Problem | Please return exactly the lines from the one containing "ajorgensen: Sounds awesome!" through the end of the records, including both.

Data to use |
PR #960, opened 2016-06-21
Limit the maximum size of heron tuple set

maosongfu:
Currently heron can only limit # of tuples inside heron tuple set, but can not limit the size in bytes.
Sometimes misconfig can lead to constructing protobuf bigger than default limitation to parse (64M).

This pull request limits the maximum size of heron tuple set. It is a soft bound, calculating the size of
tuple set. And once the size exceeds the limitation, we will create a new heron tuple set.

### DIFF
--- a/heron/common/src/java/com/twitter/heron/common/config/SystemConfig.java
+++ b/heron/common/src/java/com/twitter/heron/common/config/SystemConfig.java
@@ -131,6 +131,12 @@ public class SystemConfig {
       = "heron.instance.set.data.tuple.capacity";
 
   /**
+   * The maximum size in bytes of data tuple to batch in a HeronDataTupleSet protobuf
+   */
+  public static final String INSTANCE_SET_DATA_TUPLE_SIZE_BYTES
+      = "heron.instance.set.data.tuple.size.bytes";
+
+  /**
    * The size of packets read from stream manager will be determined by the minimal of
    * (a) time based (b) size based
    */
@@ -341,6 +347,11 @@ public class SystemConfig {
   public int getInstanceSetDataTupleCapacity() {
     return TypeUtils.getInteger(this.config.get(
         SystemConfig.INSTANCE_SET_DATA_TUPLE_CAPACITY));
+  }
+
+  public long getInstanceSetDataTupleSizeBytes() {
+    return TypeUtils.getInteger(this.config.get(
+        SystemConfig.INSTANCE_SET_DATA_TUPLE_SIZE_BYTES));
   }
 
   public int getInstanceSetControlTupleCapacity() {
--- a/heron/common/src/java/com/twitter/heron/common/config/SystemConfig.java
+++ b/heron/common/src/java/com/twitter/heron/common/config/SystemConfig.java
@@ -272,7 +272,7 @@ public class SystemConfig {
   /**
    * The size of packets read from socket will be determined by the minimal of:
    * (a) time based (b) size based
-   *
+   * <p>
    * Time based, the maximum batch time in ms for instance to read from socket per attempt
    */
   public static final String METRICSMGR_NETWORK_READ_BATCH_TIME_MS
@@ -287,7 +287,7 @@ public class SystemConfig {
   /**
    * The size of packets written to socket will be determined by the minimal of
    * (a) time based (b) size based
-   *
+   * <p>
    * Time based, the maximum batch time in ms to write to socket
    */
   public static final String METRICSMGR_NETWORK_WRITE_BATCH_TIME_MS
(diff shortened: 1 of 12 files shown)


maosongfu:
Waiting for the fix of flaky unit tests: #961

ashvina:
@maosongfu Pull request #967 fixes #961. Please take a look

heron/common/src/java/com/twitter/heron/common/config/SystemConfig.java
```diff
@@ -131,6 +131,12 @@
       = "heron.instance.set.data.tuple.capacity";
 
   /**
+   * The maximum size in bytes of data tuple to batch in a HeronDataTupleSet protobuf
+   */
+  public static final String INSTANCE_SET_DATA_TUPLE_SIZE_BYTES
+      = "heron.instance.set.data.tuple.size.bytes";
```
ajorgensen: Would the word `batch` in here help clarify at all? `heron.instance.set.data.tuple.batch.size.bytes` for instance?

heron/instance/src/java/com/twitter/heron/instance/OutgoingTupleCollection.java
```diff
@@ -51,7 +56,10 @@ public OutgoingTupleCollection(
     this.helper = helper;
     this.systemConfig =
         (SystemConfig) SingletonRegistry.INSTANCE.getSingleton(SystemConfig.HERON_SYSTEM_CONFIG);
+
+    // Read the config values
     this.dataTupleSetCapacity = systemConfig.getInstanceSetDataTupleCapacity();
+    this.maxDataTupleSizeInBytes = systemConfig.getInstanceSetDataTupleSizeBytes();
```
ajorgensen: If this value does not exist in heron_internal.yaml for example if someone has bundled an older version of heron_internals.yaml with their topology for overriding purposes what happens?

heron/instance/src/java/com/twitter/heron/instance/OutgoingTupleCollection.java
```diff
@@ -65,11 +73,13 @@ public void addDataTuple(
       long tupleSizeInBytes) {
     if (currentDataTuple == null
         || !currentDataTuple.getStream().getId().equals(streamId)
-        || currentDataTuple.getTuplesCount() > dataTupleSetCapacity) {
+        || currentDataTuple.getTuplesCount() > dataTupleSetCapacity
+        || currentDataTupleSizeInBytes > maxDataTupleSizeInBytes) {
```
ajorgensen: Should this be `>=`

heron/instance/src/java/com/twitter/heron/instance/OutgoingTupleCollection.java
```diff
@@ -41,8 +41,13 @@
   // Total data emitted in bytes for the entire life
   private long totalDataEmittedInBytes = 0;
 
-  private int dataTupleSetCapacity;
-  private int controlTupleSetCapacity;
+  // Current size in bytes for data types to pack into the HeronTupleSet
+  private long currentDataTupleSizeInBytes = 0;
+  // Maximum data tuple size in bytes we can put in one HeronTupleSet
+  private long maxDataTupleSizeInBytes = Long.MAX_VALUE;
```
ajorgensen: Wont these always get overwritten with the config values in the constructor? Why set them here to such a large value?

heron/common/src/java/com/twitter/heron/common/config/SystemConfig.java
maosongfu: ```data tuple set``` inherently means it is a batch since it is defined in proto as a batch of tuples with meta data.

heron/instance/src/java/com/twitter/heron/instance/OutgoingTupleCollection.java
maosongfu: Yes it throws a NPE. Will add a default value for it.

heron/instance/src/java/com/twitter/heron/instance/OutgoingTupleCollection.java
maosongfu: LOL. Good catch. Will change it.

heron/instance/src/java/com/twitter/heron/instance/OutgoingTupleCollection.java
maosongfu: Yes they are always get overwritten in the constructor. Will uniform the initialization in construct in the new commit.

heron/common/src/java/com/twitter/heron/common/config/SystemConfig.java
ajorgensen: awesome, thanks for the clarification!

heron/instance/src/java/com/twitter/heron/instance/OutgoingTupleCollection.java
ajorgensen: Sounds awesome!

ajorgensen:
This looks good to me. Thanks for the quick turn around!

Response below |
ajorgensen: Sounds awesome!

ajorgensen:
This looks good to me. Thanks for the quick turn around!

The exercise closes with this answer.